### Prompt
When you find the word "cleanerThread" in a line of the entries, please copy the whole line.

### Dataset extract
PR #828, opened 2016-11-22
bring dropwizard Metrics to AZ to get a better monitoring feature

kunkun-tang:
This pull request is aimed at bringing dropwizard metrics to AZ, per the following causes:

1). Metrics Library has integrated powerful JVM interpretation tools, and is quite easy to use.

2). Metrics Reporter is pluggable, which help us extend it in our plugin easily

This change is to have a new monitoring architecture for AZ, so I only propose a few WEB and EXEC metrics for example. We will be able to add more metrics, which is registered at WEB and EXEC registers.


kunkun-tang:
Found a imperfection in code. The reporter plugin constructor should at least have a name field, in order to distinguish webserver or executor who launches the reporter thread.

azkaban-common/src/main/java/azkaban/constants/JobProperties.java
```diff
@@ -17,6 +17,6 @@
 package azkaban.constants;
 
 public class JobProperties {
-  // Job property that enables/disables using Kafka logging of user job logs
-  public static final String AZKABAN_JOB_LOGGING_KAFKA_ENABLE = "azkaban.job.logging.kafka.enable";
-}
+	// Job property that enables/disables using Kafka logging of user job logs
+	public static final String AZKABAN_JOB_LOGGING_KAFKA_ENABLE = "azkaban.job.logging.kafka.enable";
+}
```
suvodeep-pyne: newline missing

kunkun-tang: Added.

kunkun-tang:
Already evaluated in our staging server. Pushing.

PR #831, opened 2016-11-23
make project directory as shared among multiple deployments

chengren311:
Since we are moving projects dir to a shared dir among multiple deployments, we have to deal with race condition where multiple deployments are trying to modifying the same project file. 
The commit consists of following changes:

1. make rename operation atomic so that it's safer for multiple deployments to perform rename.
2. For simplicity, only active deployment is allowed to perform deletion of projects.

### DIFF
--- a/azkaban-exec-server/src/main/java/azkaban/execapp/FlowRunnerManager.java
+++ b/azkaban-exec-server/src/main/java/azkaban/execapp/FlowRunnerManager.java
@@ -23,7 +23,6 @@ import java.io.IOException;
 import java.lang.Thread.State;
 import java.util.ArrayList;
 import java.util.Collections;
-import java.util.Date;
 import java.util.HashMap;
 import java.util.HashSet;
 import java.util.List;
@@ -46,6 +45,7 @@ import azkaban.execapp.event.RemoteFlowWatcher;
 import azkaban.execapp.metric.NumFailedFlowMetric;
 import azkaban.executor.ExecutableFlow;
 import azkaban.executor.ExecutionOptions;
+import azkaban.executor.Executor;
 import azkaban.executor.ExecutorLoader;
 import azkaban.executor.ExecutorManagerException;
 import azkaban.jobtype.JobTypeManager;
@@ -148,6 +148,9 @@ public class FlowRunnerManager implements EventListener,
   // date time of the the last flow submitted.
   private long lastFlowSubmittedDate = 0;
 
+  // whether the current executor is active
+  private volatile boolean isActive = false;
+
   public FlowRunnerManager(Props props, ExecutorLoader executorLoader,
       ProjectLoader projectLoader, ClassLoader parentClassLoader)
       throws IOException {
@@ -188,6 +191,8 @@ public class FlowRunnerManager implements EventListener,
 
     this.validateProxyUser =
         azkabanProps.getBoolean("proxy.user.lock.down", false);
+
+    setActive(true);
 
     cleanerThread = new CleanerThread();
     cleanerThread.start();
@@ -260,6 +265,10 @@ public class FlowRunnerManager implements EventListener,
     return allProjects;
   }
 
+  public void setActive(boolean isActive) {
+    this.isActive = isActive;
+  }
+
   public long getLastFlowSubmittedTime(){
     // Note: this is not thread safe and may result in providing dirty data.
     //       we will provide this data as is for now and will revisit if there
@@ -312,10 +321,9 @@ public class FlowRunnerManager implements EventListener,
               lastRecentlyFinishedCleanTime = currentTime;
             }
 
-            if (currentTime - OLD_PROJECT_DIR_INTERVAL_MS > lastOldProjectCleanTime) {
+            if (currentTime - OLD_PROJECT_DIR_INTERVAL_MS > lastOldProjectCleanTime && isActive) {
               logger.info("Cleaning old projects");
               cleanOlderProjects();
-
               lastOldProjectCleanTime = currentTime;
             }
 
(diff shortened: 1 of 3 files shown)


azkaban-exec-server/src/main/java/azkaban/execapp/FlowRunnerManager.java
```diff
@@ -156,6 +156,7 @@ public FlowRunnerManager(Props props, ExecutorLoader executorLoader,
     projectDirectory =
         new File(props.getString("azkaban.project.dir", "projects"));
 
+    logger.info("projectDirectory:"+projectDirectory.getAbsolutePath());
```
fsi206914: Delete it pls.

azkaban-exec-server/src/main/java/azkaban/execapp/FlowRunnerManager.java
```diff
@@ -16,14 +16,14 @@
 
 package azkaban.execapp;
 
+import azkaban.executor.Executor;
```
fsi206914: put it to the right location.

azkaban-exec-server/src/main/java/azkaban/execapp/FlowRunnerManager.java
```diff
@@ -260,6 +261,13 @@ public boolean accept(File dir, String name) {
     return allProjects;
   }
 
+  private boolean isActive() throws ExecutorManagerException {
+    String executorHost = AzkabanExecutorServer.getHost();
+    int executorPort = azkabanProps.getInt("executor.port");
+    Executor executor = executorLoader.fetchExecutor(executorHost, executorPort);
+    return executor != null ? executor.isActive() : false;
```
fsi206914: follow intellij's suggestion.

chengren311:
addressed the comments

chengren311:
@HappyRay, @fsi206914 
Looks good to you guys?

azkaban-exec-server/src/main/java/azkaban/execapp/AzkabanExecutorServer.java
```diff
@@ -191,6 +192,12 @@ private void insertExecutorEntryIntoDB() {
     }
   }
 
+  private void updatePortInProps() {
+    if(!props.containsKey("executor.port")) {
```
HappyRay: When will the props contain this key?

azkaban-exec-server/src/main/java/azkaban/execapp/FlowRunnerManager.java
```diff
@@ -260,6 +260,13 @@ public boolean accept(File dir, String name) {
     return allProjects;
   }
 
+  private boolean isActive() throws ExecutorManagerException {
+    String executorHost = AzkabanExecutorServer.getHost();
+    int executorPort = azkabanProps.getInt("executor.port");
+    Executor executor = executorLoader.fetchExecutor(executorHost, executorPort);
+    return executor != null && executor.isActive();
```
HappyRay: Is it simpler to rely on the active and deactivate API calls?

azkaban-exec-server/src/main/java/azkaban/execapp/FlowRunnerManager.java
```diff
@@ -577,7 +583,7 @@ private void setupFlow(ExecutableFlow flow) throws ExecutorManagerException {
       projectVersion.setupProjectFiles(projectLoader, projectDirectory, logger);
       projectVersion.copyCreateSymlinkDirectory(execPath);
     } catch (Exception e) {
-      e.printStackTrace();
+      logger.error("Error in setting up project directory "+projectDirectory+", "+e);
```
HappyRay: Nice.

azkaban-exec-server/src/main/java/azkaban/execapp/FlowRunnerManager.java
```diff
@@ -260,6 +260,13 @@ public boolean accept(File dir, String name) {
     return allProjects;
   }
 
+  private boolean isActive() throws ExecutorManagerException {
```
HappyRay: Where is this method used?

chengren311: it will be used in FlowRunnerManager's cleanup thread. Cleanup thread won't perform deletion when isActive returns false

azkaban-exec-server/src/main/java/azkaban/execapp/FlowRunnerManager.java
chengren311: can you point out relevant code?

azkaban-exec-server/src/main/java/azkaban/execapp/FlowRunnerManager.java
HappyRay: So this method is not used yet. Right? Would it be better to include that change in the next pull request then so that they are together?

azkaban-exec-server/src/main/java/azkaban/execapp/FlowRunnerManager.java
HappyRay: See #813

azkaban-exec-server/src/main/java/azkaban/execapp/FlowRunnerManager.java
```diff
@@ -260,6 +265,10 @@ public boolean accept(File dir, String name) {
     return allProjects;
   }
 
+  public void setActive(boolean isActive) {
```
shuzhang1989: should we have a javabean?

PR #833, opened 2016-11-24
Change the Azkaban executor and web start script to redirect error ou…

HappyRay:
…tput to a log file correctly

Previously the error output was still sent to the stdout.

The change has been tested in our production clusters.


fsi206914:
LGTM.

PR #834, opened 2016-11-24
Add more error logging to the code that fetches project properties fr…

HappyRay:
…om DB

Let the exception from JSON decode method PropsUtils.fromJSONString to throw and catch it in the caller where more information is available to be logged.
 This way it is easier to identify which project is having this issue from logs.

PropsUtils.fromJSONString is called only in one place and the exception is caught.

### DIFF
--- a/azkaban-common/src/main/java/azkaban/project/JdbcProjectLoader.java
+++ b/azkaban-common/src/main/java/azkaban/project/JdbcProjectLoader.java
@@ -1112,6 +1112,8 @@ public class JdbcProjectLoader extends AbstractJdbcLoader implements
 
       return properties.get(0).getSecond();
     } catch (SQLException e) {
+      logger.error("Error fetching property " + propsName
+          + " Project " + projectId + " version " + projectVer, e);
       throw new ProjectManagerException("Error fetching property " + propsName,
           e);
     }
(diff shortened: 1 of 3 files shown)


azkaban-common/src/main/java/azkaban/project/JdbcProjectLoader.java
```diff
@@ -1120,6 +1122,7 @@ public Props fetchProjectProperty(int projectId, int projectVer,
   @Override
   public Props fetchProjectProperty(Project project, String propsName)
       throws ProjectManagerException {
+    // TODO: 11/23/16 call the other overloaded method fetchProjectProperty internally.
```
fsi206914: Confused what does the TODO message mean?

azkaban-common/src/main/java/azkaban/utils/PropsUtils.java
```diff
@@ -330,17 +330,10 @@ public static String toJSONString(Props props, boolean localOnly) {
...
-          (Map<String, String>) JSONUtils.parseJSONFromString(json);
-      Props props = new Props(null, obj);
-      return props;
-    } catch (IOException e) {
-      logger.error("Encountered error during parsing project properties json. ", e);
-      return null;
-    }
+  public static Props fromJSONString(String json) throws IOException {
+    Map<String, String> obj = (Map<String, String>) JSONUtils.parseJSONFromString(json);
+    Props props = new Props(null, obj);
```
fsi206914: we can also directly return new Props ?

HappyRay: Yes.

I don't have a strong opinion either way. 

I wanted to minimize my changes.

PR #839, opened 2016-11-30
shared project directory

chengren311:
1. make rename operation atomic (#831)
2. only active deployment is allowed to perform deletion of projects
This is the prequisite of making project directory as shared among multiple deployments


suvodeep-pyne:
from offline chat: This is a cherrypicked commit from master to hotfix branch.

Issue #840, opened 2016-12-01
Redirect System out and err to log4j


KyleFung:
For debugging purposes we will want to redirect messages printed through System.out and System.err into log4j. Currently, these are being put into the console but being missed by our logs, making it hard to find things like exceptions and the like.

KyleFung:
Closed via #841

PR #841, opened 2016-12-01
Redirect System out and err to log4j (#840)

KyleFung:
Created a class under utils that will tie out and err to log4j. This
class does this in the main functions of AzkabanWebServer and
AzkabanExecServer, so that all out going messages will be caught by
log4j.

### DIFF
--- a/azkaban-common/src/main/java/azkaban/utils/StdOutErrRedirect.java
+++ b/azkaban-common/src/main/java/azkaban/utils/StdOutErrRedirect.java
@@ -1,0 +1,157 @@
+/*
+ * Copyright 2016 LinkedIn Corp.
+ *
+ * Licensed under the Apache License, Version 2.0 (the "License"); you may not
+ * use this file except in compliance with the License. You may obtain a copy of
+ * the License at
+ *
+ * http://www.apache.org/licenses/LICENSE-2.0
+ *
+ * Unless required by applicable law or agreed to in writing, software
+ * distributed under the License is distributed on an "AS IS" BASIS, WITHOUT
+ * WARRANTIES OR CONDITIONS OF ANY KIND, either express or implied. See the
+ * License for the specific language governing permissions and limitations under
+ * the License.
+ */
+
+package azkaban.utils;
+
+import java.io.OutputStream;
+import java.io.PrintStream;
+
+import org.apache.log4j.Level;
+import org.apache.log4j.Logger;
+
+/**
+ * A class to encapsulate the redirection of stdout and stderr to log4j
+ * This allows us to catch messages written to the console (although we should
+ * not be using System.out to write out).
+ */
+
+public class StdOutErrRedirect {
+  private static final Logger logger = Logger.getLogger(StdOutErrRedirect.class);
+  private static final PrintStream infoStream = createStream(System.out, Level.INFO);
+  private static final PrintStream errorStream = createStream(System.out, Level.ERROR);
+
+  public static void redirectOutAndErrToLog() {
+    System.setOut(infoStream);
+    System.setErr(errorStream);
+  }
+
+  private static PrintStream createStream(PrintStream stream, Level level) {
+    return new LogStream(stream, level);
+  };
+
+  private static class LogStream extends PrintStream {
+    private final Level level;
+
+    public LogStream(OutputStream out, Level level) {
+      super(out);
+      this.level = level;
+    }
+
+    // Underlying mechanism to log to log4j - all print methods will use this
+    private void write(String string) {
+      logger.log(level, string);
+    }
+
+    // String
+    @Override
+    public void println(final String string) {
+      print(string);
+    }
+
+    @Override
+    public void print(final String string) {
+      write(string);
+    }
+
+    // Boolean
+    @Override
+    public void println(final boolean bool) {
+        print(bool);
+    }
+
+    @Override
+    public void print(final boolean bool) {
+        write(String.valueOf(bool));
+    }
+
+    // Int
+    @Override
+    public void println(final int i) {
+        print(i);
+    }
+
+    @Override
+    public void print(final int i) {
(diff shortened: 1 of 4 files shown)


kunkun-tang:
I'm confused that Ihow do you define "out going messages" ?

KyleFung:
I meant any messages that the server tries to relay to the outside world will be caught by log4j. This includes exceptions and stack traces.

azkaban-common/src/main/java/azkaban/utils/StdOutErrRedirect.java
```diff
@@ -0,0 +1,42 @@
...
+  private static final Logger logger = Logger.getLogger(StdOutErrRedirect.class);
+
+  public static void redirectOutAndErrToLog() {
+    System.setOut(createStream(System.out, Level.INFO));
+    System.setErr(createStream(System.err, Level.ERROR));
+  }
+
+  private static PrintStream createStream(PrintStream stream, Level level) {
+    return new PrintStream(stream) {
+      public void println(final String string) {
```
suvodeep-pyne: Curious: Will this work if I print an integer ?

Best practices: if you are overriding/implementing a function, use annotations to indicate them. Like in this case using @Override.

azkaban-common/src/main/java/azkaban/utils/StdOutErrRedirect.java
```diff
@@ -0,0 +1,42 @@
...
+import java.io.PrintStream;
+
+import org.apache.log4j.Logger;
+import org.apache.log4j.Level;
+
+public class StdOutErrRedirect {
+  private static final Logger logger = Logger.getLogger(StdOutErrRedirect.class);
+
+  public static void redirectOutAndErrToLog() {
+    System.setOut(createStream(System.out, Level.INFO));
```
suvodeep-pyne: In the solo server case, there will be 2 PrintStream objects created. What do you think about maintaining a single instance of each in the class itself?

Do you see any advantages of creating a fresh stream every time a redirect is called ?

azkaban-solo-server/src/main/resources/log4j.properties
```diff
@@ -1,7 +1,5 @@
 log4j.rootLogger=INFO, Console
-log4j.logger.azkaban.webapp=INFO, server
-log4j.logger.azkaban.execapp=INFO, server
-log4j.logger.azkaban.soloserver=INFO, server
+log4j.logger.azkaban=INFO, server
```
suvodeep-pyne: Thanks for tidying this up

azkaban-common/src/main/java/azkaban/utils/StdOutErrRedirect.java
KyleFung: It seems you're right about the integer.

azkaban-common/src/main/java/azkaban/utils/StdOutErrRedirect.java
KyleFung: Latest version creates static instances of them.

azkaban-common/src/main/java/azkaban/utils/StdOutErrRedirect.java
KyleFung: Fixed by overriding a bunch of print/println functions. Unfortunately this was the only way, apart from overriding write(), but that option seemed very error prone and not as simple as overriding print/println.

azkaban-common/src/main/java/azkaban/utils/StdOutErrRedirect.java
```diff
@@ -0,0 +1,134 @@
...
+
+/**
+ * A class to encapsulate the redirection of stdout and stderr to log4j
+ * This allows us to catch messages written to the console (although we should
+ * not be using System.out to write out).
+ */
+
+public class StdOutErrRedirect {
+  private static final Logger logger = Logger.getLogger(StdOutErrRedirect.class);
+  private static PrintStream infoStream = createStream(System.out, Level.INFO);
```
suvodeep-pyne: preferably final ?

azkaban-common/src/main/java/azkaban/utils/StdOutErrRedirect.java
```diff
@@ -0,0 +1,134 @@
...
+    System.setOut(infoStream);
+    System.setErr(errorStream);
+  }
+
+  private static PrintStream createStream(PrintStream stream, Level level) {
+    return new LogStream(stream, level);
+  };
+
+  private static class LogStream extends PrintStream {
+    private Level level;
```
suvodeep-pyne: nit: Let's keep variables final whenever they can be

azkaban-common/src/main/java/azkaban/utils/StdOutErrRedirect.java
```diff
@@ -0,0 +1,134 @@
...
+      this.level = level;
+    }
+    // String - all other overridden methods will call this
+    @Override
+    public void println(final String string) {
+      print(string);
+    }
+    @Override
+    public void print(final String string) {
+      logger.log(level, string);
```
suvodeep-pyne: Can we have a separate differently named private method which does this, similar to the OutputStream in java. That makes the code much more readable than calling an already heavily overloaded and overridden method.

azkaban-common/src/main/java/azkaban/utils/StdOutErrRedirect.java
```diff
@@ -0,0 +1,134 @@
...
+  };
+
+  private static class LogStream extends PrintStream {
+    private Level level;
+
+    public LogStream(OutputStream out, Level level) {
+      super(out);
+      this.level = level;
+    }
+    // String - all other overridden methods will call this
```
suvodeep-pyne: nit: formatting: single line gap between methods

### Solution to the problem
     cleanerThread = new CleanerThread();
     cleanerThread.start();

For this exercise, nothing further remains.